Key Vocabulary & Abbreviations

• Ligand = chemical messenger (NT, hormone, cytokine, etc.)

• Receptor = sensing protein (may be channel, enzyme, GPCR, or intracellular TF).

• TMP = Trans-membrane protein.

• GPCR = G-protein–coupled receptor.

• RTK = Receptor tyrosine kinase.

• HRE = Hormone response element.

• TF = Transcription factor.

• cAMP = $\text{3',5'}$-cyclic adenosine monophosphate.
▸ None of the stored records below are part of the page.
PR #1390, opened 2026-05-19
Improve tables command for per-table backup size breakdown

### LINKED ISSUE #1388: Feature request: per-table backup size breakdown command
## Use case

Before downloading a partial backup with `--table`, there is no way to know how much data you are about to pull. You either download the full backup and check afterward, or guess based on production table sizes (which may differ from the backup).

A new `info` command would show per-table sizes without downloading any data, allowing users to estimate download sizes and plan partial restores.

## Proposed solution

Add a `clickhouse-backup info` command that reads per-table metadata (locally or from remote storage) and displays a size breakdown:

```
clickhouse-backup info [all|local|remote] <backup_name>
clickhouse-backup info -t "default.events*" remote my_backup_2026_05_19
```

### Example output

```
Backup:   my_backup (remote)
Filter:   default.events*

TABLE                  SIZE       PARTS   DISKS
-----                  ----       -----   -----
default.events         1.23TiB    4521    default
default.events_v2      456.78GiB  1203    default
-----                  ----       -----   -----
TOTAL (2 tables)       1.67TiB    5724
```

### Key features

- Support both local and remote backups (reads only metadata, not data)
- `--table` / `-t` flag for glob pattern filtering (reuses existing pattern matching)
- Multiple output formats: text (default), json, yaml, csv, tsv
- For remote backups, only downloads per-table metadata JSON files (fast even for large backups)
- Consistent UX with existing `list` command (same `all|local|remote` selector and `--format` flag)

minguyen9988:
fix https://github.com/Altinity/clickhouse-backup/issues/1388
## Summary

Add a new `info` CLI command that shows per-table size breakdown for local and remote backups.

### Usage
```
clickhouse-backup info [-t, --tables=<db>.<table>] [-f, --format=<text|json|yaml|csv|tsv>] [all|local|remote] <backup_name>
```

### Features
- Shows per-table size, part count, and disk breakdown for any backup
- Supports both local and remote backups (or both with `all`)
- Multiple output formats: text (tabwriter), JSON, YAML, CSV, TSV
- Table pattern filtering with glob wildcards (same syntax as other commands)
- Totals row showing aggregate size and part count

### Files changed
- `cmd/clickhouse-backup/main.go` — Register the `info` command in the CLI (inserted before the `download` command)
- `pkg/backup/info.go` — New file (401 lines) implementing `Info()`, `infoLocal()`, `infoRemote()`, `filterTablesByPattern()`, and `printInfo()`

### Example output
```
Backup: my_backup (local)

TABLE              SIZE       PARTS   DISKS
-----              ----       -----   -----
mydb.events        1.2 GiB    42      default
mydb.logs          256 MiB    12      default
-----              ----       -----   -----
TOTAL (2 tables)   1.5 GiB    54
```


minguyen9988:
https://github.com/Altinity/clickhouse-backup/issues/1388

Slach (changes requested):
we already have "tables" command which cover 80% of your implemented functions
look
`clickhouse-backup tables --help`

please modify exists code instead of implement duplicated functions

minguyen9988:
the --tables does not work on local backup it is only listing table in the clickhouse server and there is an option to list table in remote backup, there can be many local backup covering different tables and the tables command doesnt follow the convention in the `list` command, 

the table command is actually quite confusing, I suggest we can remove the --remote-backup option and use the info command instead,

The table is suppose to list table in a backup or in the clickhouse server in this case. I think it should be used for listing table in the clickhouse-server that is eligible for backup given the config (remove the skip table).

```
$ clickhouse-backup tables --help
NAME:
   clickhouse-backup tables - List of tables, exclude skip_tables

USAGE:
   clickhouse-backup tables [--tables=<db>.<table>] [--remote-backup=<backup-name>] [--all]

OPTIONS:
   --config value, -c value                   Config 'FILE' name. (default: "/etc/clickhouse-backup/config.yml") [$CLICKHOUSE_BACKUP_CONFIG]
   --environment-override value, --env value  override any environment variable via CLI parameter
   --all, -a                                  Print table even when match with skip_tables pattern
   --table value, --tables value, -t value    List tables only match with table name patterns, separated by comma, allow ? and * as wildcard
   --remote-backup value                      List tables from remote backup

```

the info command is cleaner and on point I think 

```
$ clickhouse-backup info --help
NAME:
   clickhouse-backup-bin info - Show per-table size breakdown for a backup

USAGE:
   clickhouse-backup info [-t, --tables=<db>.<table>] [-f, --format=<text|json|yaml|csv|tsv>] [all|local|remote] <backup_name>

OPTIONS:
   --config value, -c value                   Config 'FILE' name. (default: "/etc/clickhouse-backup/config.yml") [$CLICKHOUSE_BACKUP_CONFIG]
   --environment-override value, --env value  override any environment variable via CLI parameter
   --table value, --tables value, -t value    Show info only for matched table name patterns, separated by comma, allow ? and * as wildcard
   --format value, -f value                   Output format (text|json|yaml|csv|tsv)
   
```

Slach:
Thanks for the explanation, but the duplication is still real and I'd like to keep one command instead of two. Concretely:

1. `GetTablesRemote` (pkg/backup/list.go:585) already lists tables from a remote backup; we should enrich it with size/parts (the data is in `metadata.TableMetadata`) rather than re-implementing the BackupDestination → BackupList → per-table metadata download path in a new file.
2. The "list tables from a local backup" use case (no live ClickHouse needed) is the only thing genuinely missing from `tables` — add it there as a symmetric `--local-backup=<name>` flag using the same `metadata.TableMetadata.Load(...)` you already use in `info.go`.
3. The `--format=text|json|yaml|csv|tsv` switch is a generally useful flag — please attach it to `tables` (and ideally to `list` later in a follow-up) instead of inventing a new command for it.
4. The new command is wired only into the CLI. `pkg/server/server.go` already exposes `/backup/tables` and `/backup/tables/all` (server.go:239-240, handler at 778-802). Whatever lives in the CLI must also be reachable via the REST API — add a `local_backup` query parameter to `httpTablesHandler` so the HTTP surface stays at feature parity with the CLI.
5. Coverage shows 0/298 lines covered in `pkg/backup/info.go` and 0/10 in the `cmd/...` diff. The only test change is the CLI snapshot (`cli.py.cli.snapshot`), which just reflects that the command shows up in `--help` — that is not a functional test. Please add an integration test at `test/integration/tables_test.go` that exercises the new flags for both local and remote backups.

I'm closing this in favor of folding the useful parts (local-backup reader, format outputs, size/parts for remote) into the existing `tables` command with a proper REST endpoint and an integration test. Apologies for the back-and-forth, and thanks for the input on what `tables` was missing — that part was a fair point.

minguyen9988:
yes, I think if you want to merge and add more features to the tables command that is good as well, please take over, thanks

Slach (approved):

• cGMP = $\text{3',5'}$-cyclic guanosine monophosphate.

• IP$_3$ = Inositol $1,4,5$-trisphosphate.

• DAG = Diacylglycerol.

Study Checklist / Action Items

• Master Tables 5.1–5.6; know characteristics of every messenger class.

• Memorize the 5 major second messengers & their paired enzymes/receptors.

• Practice labeling synapse vs neuroglandular vs neuromuscular junction.

• Trace cAMP cascade start-to-finish; be able to annotate each amplification step.

• Correlate solubility → receptor location → molecular mechanism (hydrophilic vs lipophilic).

• Review calcium-dependent events (secretion, muscle contraction, membrane potential changes).

• Re-draw gap junction scheme & list all tissues that use it.

• Understand peptide hormone synthesis (pre-pro → pro → active) & secretion via exocytosis.